Давайте рассмотрим ключевые элементы, которые могут помочь нам перейти от Jr Data Scientist/Machine Learning к Full Stack Data Scientist/Machine Learning.

Оглавление

Прошлое ожидание

Очень важно понимать прошлую ответственность, чтобы адаптироваться к текущим ожиданиям отрасли. Итак, вкратце, повседневная роль Data Scientist в прошлом обычно включала:

  • Область ИИ все еще была относительно новой (хотя и не в академических кругах), и многие компании и стартапы анализировали ее применение и варианты использования.
  • Исследования были в центре внимания. Предупреждение здесь заключалось в том, что это исследование много раз не соответствовало сути организации. Так что изначально не ожидалось такого большого доверия.
  • Обычно компании совмещали роли Data Scientist с Data Analytics или Data Engineer. Опять же, из-за неясности корпоративного применения ИИ.
  • У людей также была своего рода подобная дилемма. Многие их исследования или работы не были напрямую связаны, практически не годились для использования в качестве продукта.

Текущая перспектива

Демократизация ИИ привела к замечательным разработкам компаний и стартапов. Попробуем понять это,

  • В настоящее время в отрасли различают роли специалиста по данным, инженера по машинному обучению, аналитика данных, инженера по данным и даже инженера по MLops.
  • Предприятия больше не разрешают исследования в дикой природе, поскольку они точно знают, к какому варианту использования они подключаются. Также требуется четкое мышление и аналогичный дискретный подход от человека.
  • Каждое исследование или POC должно иметь материальный и полезный продукт.

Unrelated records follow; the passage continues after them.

PR #22, opened 2023-02-09
Revert "Improve Inventory struct"

slagle:
Reverts openstack-k8s-operators/dataplane-operator#15

"groups" is not a valid key in the inventory, the groups are just listed as keys.
"vars" is not a key under an individual host either, only a group. Otherwise, ansible interprets "vars" as a host variable called vars.

### DIFF
--- a/controllers/openstackdataplanenode_controller.go
+++ b/controllers/openstackdataplanenode_controller.go
@@ -118,39 +118,36 @@ func (r *OpenStackDataPlaneNodeReconciler) Provision(ctx context.Context, instan
 	return nil
 }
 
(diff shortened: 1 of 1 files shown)


rebtoor (approved):

SeanMooney:
i would have prefered to not revert this and just add the missing "inline"

but i guess we can just do everything in https://github.com/openstack-k8s-operators/dataplane-operator/pull/17

slagle:
> i would have prefered to not revert this and just add the missing "inline"
> 
> but i guess we can just do everything in #17

sorry, it wasn't clear to me what the fix was.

Читайте также: Карьера в машинном обучении

Тщательный анализ всех ролей

Если нам нужно выбрать одну область, в которой предприятия преуспели в области ИИ, это, несомненно, четкие ожидания от всех разновидностей ролей, которые в двух словах:

  1. Data Scientist: Data Scientist — это человек, который (обычно из статистики/математики) использует различные средства, включая ИИ, для извлечения ценной информации из данных.
    • Фундаментальное различие между аналитиком данных и специалистом по данным заключается в том, что первые обычно полагаются на знание предметной области и ручные методы старой школы для понимания данных в малом и среднем масштабе, тогда как последний отвечает за сбор, анализ и интерпретацию данных в более крупном масштабе. использование более широких средств таких инструментов, как AI, SQL, ручные способы старой школы и т. д.,
    • Знание домена не обязательно, но полезно.
    • Основная задача состоит в том, чтобы поддерживать и извлекать бизнес-информацию из данных, а не разрабатывать программное обеспечение или продукт.
    • Статистик или математик может стать хорошим специалистом по данным.

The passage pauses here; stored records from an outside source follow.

PR #23, opened 2023-02-09
Add initial ansible execution and use it for network config

slagle:
Adds the initial handling of ansible execution, within
pkg/util/ansible_execution.go, which will create CR's of AnsibleEE.

The network configuration illustrates how the ansible execution is used.
The deployment package will contain other files that trigger ansible
executions for different stages of the deployment.


slagle:
This includes the revert at https://github.com/openstack-k8s-operators/dataplane-operator/pull/22 just so I could test this out for the time being. I will rebase it once that PR is merged.

config/crd/bases/dataplane.openstack.org_openstackdataplanenodes.yaml
```diff
@@ -3,7 +3,7 @@ apiVersion: apiextensions.k8s.io/v1
 kind: CustomResourceDefinition
 metadata:
   annotations:
-    controller-gen.kubebuilder.io/version: v0.10.0
+    controller-gen.kubebuilder.io/version: v0.9.2
```
fao89, line 6: it is reverting the kubebuilder version, please remove your `./bin/controller-gen` so you can get an updated one

controllers/openstackdataplanenode_controller.go
```diff
@@ -60,7 +62,7 @@ type OpenStackDataPlaneNodeReconciler struct {
 // For more details, check Reconcile and its Result here:
```
fao89, line 62: we need to add (line 50)
```
//+kubebuilder:rbac:groups=ansibleee.openstack.org,resources=openstackansibleees,verbs=get;list;watch;create;update;patch;delete
```

config/crd/bases/dataplane.openstack.org_openstackdataplanenodes.yaml
slagle: Done.

controllers/openstackdataplanenode_controller.go
slagle: Done.

fao89 (approved):

PR #25, opened 2023-02-10
OpenStackDataPlaneNode role should not be a templateRef

fultonj:
OpenStackDataPlaneNode types had a typo in its JSON tag where the role string was set to a templateRef. This was from an earlier prototype. Set it to to the role value.


fultonj:
This change fixed this problem for me for the role: https://paste.opendev.org/show/818684/

fao89 (approved):

PR #26, opened 2023-02-10
OpenStackDataPlaneNode Network should not be a template

fultonj:
Change OpenStackDataPlaneNode NetworksSection JSON tag from "template" to "network". Without this change, the network name "ctlplane" in the `config` sample for this type is not retained when the sample is created.


fultonj:
Fixes the network problem in https://paste.opendev.org/show/818684/

fao89 (approved):

PR #33, opened 2023-02-15
Deployment coordination for Network

slagle:
- Rework AnsibleExecution to use CreateOrPatch
- Add Deploy boolean and refactor deployment calls
- Add ValidateNetwork and coordination with ConfigureNetwork


pkg/deployment/deployment.go
```diff
@@ -0,0 +1,67 @@
...
+		return err
+	}
+
+	// GetConfigureNetwork
+	configureNetwork, err := GetConfigureNetwork(obj, ctx, helper)
+	if err != nil {
+		return err
+	}
+
+	// Wait on ConfigureNetwork to be complete
```
slagle, line 46: still need to add a wait here, instead of jumping ahead and checking the condtions.

pkg/util/ansible_execution.go
```diff
@@ -30,80 +36,150 @@ import (
...
+	return ansibleEE, nil
+
+}
+
+// GetAnsibleExecutionJob
+func GetAnsibleExecutionJob(instance client.Object, ctx context.Context, helper *helper.Helper, label string) (*batchv1.Job, error) {
+	ansibleEE, err := GetAnsibleExecution(instance, ctx, helper, label)
+	if err != nil {
+		return nil, err
+	}
```
slagle, line 176: need a wait here as there is no guarantee the Job is already created.

fultonj:
The basic idea here looks good to me. I'd like to test it in my environment.

slagle:
The latest push reworks this a fair bit from what I had originally. I've switched it over to use conditions, with requeue'ing for the reconcile loop. I think this is more of an accepted pattern in operator, instead of waits and explicit watches built into the operator. This is working for me pretty well now. And translating the rest of the playbooks over to this pattern I think would be pretty straightforward.

pkg/deployment/deployment.go
```diff
@@ -0,0 +1,124 @@
...
+		} else {
+			log.Info("ConfigureNetworkReadyCondition not yet ready, requeueing")
+			return ctrl.Result{RequeueAfter: time.Second * 2}, nil
+		}
+
+	} else if status.Conditions.IsTrue(dataplanev1beta1.ConfigureNetworkReadyCondition) {
+		log.Info("ConfigureNetworkReadyCondition already ready")
+	}
+
+	// ValidateNetwork
```
slagle, line 81: the 2 sections here for ConfigureNetwork and ValidateNetwork can be refactored out into a separate function I think, where we'd just need to pass the condition names and label.

api/v1beta1/conditions.go
```diff
@@ -0,0 +1,43 @@
...
+	// ValidateNetworkReadyCondition Status=True condition indicates if the
+	// network validation is finished and successful.
+	ValidateNetworkReadyCondition condition.Type = "ValidateNetworkReady"
+
+	// ValidateNetworkReadyMessage ready
+	ValidateNetworkReadyMessage = "ValidateNetwork ready"
+
+	// ValidateNetworkReadyWaitingMessage not yet ready
+	ValidateNetworkReadyWaitingMessage = "ValidateNetwork not yet ready"
+)
```
fao89, line 43: 👏🏽

pkg/util/ansible_execution.go
fao89: now you can just watch the conditions, right?

fao89 (commented):
it is looking good, I would approve if it wasn't a draft

pkg/deployment/deployment.go
slagle: resolved with using conditions in latest patch

fao89:
from `ReadyCondition` https://github.com/openstack-k8s-operators/docs/blob/main/conditions.md#type
I believe we need an `IsReady` method:
https://github.com/openstack-k8s-operators/keystone-operator/blob/master/api/v1beta1/keystoneapi_types.go#L253-L257

slagle:
> from `ReadyCondition` in https://github.com/openstack-k8s-operators/docs/blob/main/conditions.md#type I believe we need an `IsReady` method: https://github.com/openstack-k8s-operators/keystone-operator/blob/master/api/v1beta1/keystoneapi_types.go#L253-L257

I added this in the last push.

fao89 (commented):
+2

I'm not formally approving because of the bot

api/v1beta1/openstackdataplanenode_types.go
```diff
@@ -38,6 +39,10 @@ type OpenStackDataPlaneNodeSpec struct {
 	// +kubebuilder:validation:Optional
 	// AnsibleHost SSH host for Ansible connection
 	AnsibleHost string `json:"ansibleHost,omitempty"`
+
+	// +kubebuilder:default=true
+	// Deploy boolean to trigger ansible execution
+	Deploy bool `json:"deploy"`
```
olliewalsh, line 45: What is the purpose of this? Dev/testing?

api/v1beta1/conditions.go
```diff
@@ -0,0 +1,50 @@
+/*
+Copyright 2022.
```
olliewalsh, line 2: nit: 2023 now

api/v1beta1/openstackdataplanenode_types.go
slagle: Partially, yes. The nova-operator is also adding something similar. We may eventually need something finer grained, but for the time being it also allows for orchestration between baremetal and the ansible, in that you might just want to deploy baremetal, and then stop. Then deploy the ansible at a later time.

api/v1beta1/conditions.go
slagle: Done.

fao89 (approved):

2. Инженер по машинному обучению: нишевый инженер-программист, который разрабатывает продукт или услугу на основе ИИ.

    • Инженер машинного обучения должен обладать всеми знаниями в области традиционной разработки программного обеспечения, а также знаниями в области искусственного интеллекта, потому что в конечном итоге он/она собирается создавать программное обеспечение, в основе которого лежит искусственный интеллект.
    • Основная задача заключается не в извлечении данных, а в разработке инструмента искусственного интеллекта, который может выполнять ту же работу.
    • Разработчик с хорошими знаниями в области машинного обучения/глубокого обучения, а также разработки программного обеспечения может стать хорошим инженером по машинному обучению.

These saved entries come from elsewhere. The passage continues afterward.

PR #36, opened 2023-02-17
Add OS config

fao89:
ref: https://github.com/openstack-k8s-operators/edpm-ansible/blob/main/edpm_ansible/playbooks/deploy-edpm-os-configure.yml

closes OSP-22319


slagle:
This is looking pretty good. If we like what's in https://github.com/openstack-k8s-operators/dataplane-operator/pull/33, then this one would need to be redone to match that pattern, but I think that would be pretty straightforward.

fao89:
> This is looking pretty good. If we like what's in #33, then this one would need to be redone to match that pattern, but I think that would be pretty straightforward.

I'm also working on https://github.com/openstack-k8s-operators/openstack-ansibleee-operator/pull/88 to get a playbook translation

pkg/dataplane/deployment/os.go
```diff
@@ -0,0 +1,106 @@
...
+
+	role := ansibleeev1alpha1.Role{
+		Name:           "Deploy EDPM Operating System Configure",
+		Hosts:          "all",
+		Strategy:       "free",
+		Become:         true,
+		AnyErrorsFatal: true,
+		Tasks: []ansibleeev1alpha1.Task{
+			{
+				Name: "Configure edpm_podman",
```
fmount, line 40: I would refactor this function to avoid duplicating the block:

```
{
    Name: "Configure edpm_podman",
    ImportRole: ansibleeev1alpha1.ImportRole{
        Name:      "<ROLE_NAME>",
        TasksFrom: "<ROLE_YAML_FILE_WITH_TASKS>",
     },
    Tags: []string{"<TAGS>"},
},
```

and provide a data structure (e.g. a `map`) as input of this function that you can iterate, producing the blocks you need.
Not 100% convinced the right way is to do the `OS` part this way, I would have created a playbook containing all the roles added here, and called it from this point w/ a set of `tags/variables` to properly drive its execution, but if you prefer to keep this approach is fine, just some optimizations are required I guess

fmount (changes requested):

pkg/dataplane/deployment/os.go
fao89: I don't think a map would provide too much value,   we would be moving the duplication from `ansibleeev1alpha1.Task` to `map[string]string` 
```go
var importRole = []map[string]string {
        {
	  "ROLE_NAME": "name",
          "ROLE_YAML_FILE_WITH_TASKS": "yaml",
          "TAGS": "tag1, tag2",
        },
       {
	  "ROLE_NAME": "name2",
          "ROLE_YAML_FILE_WITH_TASKS": "yaml2",
          "TAGS": "tag1, tag2",
        },
    }
  ```
  
  About creating a playbook, do you mean something like this? https://github.com/openstack-k8s-operators/openstack-ansibleee-operator/blob/main/examples/openstack-ansibleee-play.yaml#L8-L14

Comment (fmount) [reply pkg/dataplane/deployment/os.go:40]: > I don't think a map would provide too much value, we would be moving the duplication from `ansibleeev1alpha1.Task` to `map[string]string`
> 
> ```go
> var importRole = []map[string]string {
>         {
> 	  "ROLE_NAME": "name",
>           "ROLE_YAML_FILE_WITH_TASKS": "yaml",
>           "TAGS": "tag1, tag2",
>         },
>        {
> 	  "ROLE_NAME": "name2",
>           "ROLE_YAML_FILE_WITH_TASKS": "yaml2",
>           "TAGS": "tag1, tag2",
>         },
>     }
> ```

3. Инженер по эксплуатации машинного обучения: нишевый инженер-программист, который поддерживает и автоматизирует конвейер, используемый системой ML.

    • Относительно новая область, вдохновленная DevOps. Хотя и отличается от традиционных ролей DevOps.
    • В отличие от традиционной разработки программного обеспечения, разработка любого продукта/программного обеспечения/услуги на основе ИИ не останавливается на завершении создания программного обеспечения. Его необходимо регулярно обновлять новыми данными, что называется «Дрейф данных».
    • Основная работа включает в себя всю традиционную работу DevOps, а также поддержку/автоматизацию конвейера и Data-Drift.
    • Разработчик с хорошими знаниями в области машинного обучения/глубокого обучения, разработки программного обеспечения и облачных технологий может стать хорошим инженером по многооперационным операциям.

Для нового ищущего или для того, кто стремится продвинуться в своей карьере, все эти роли и ожидания должны быть хорошо поняты. Учитывая, что компании четко разграничивают эту роль, ожидается, что то же самое будет и с физическими лицами. Расплывчатое мышление совершенно бесполезно.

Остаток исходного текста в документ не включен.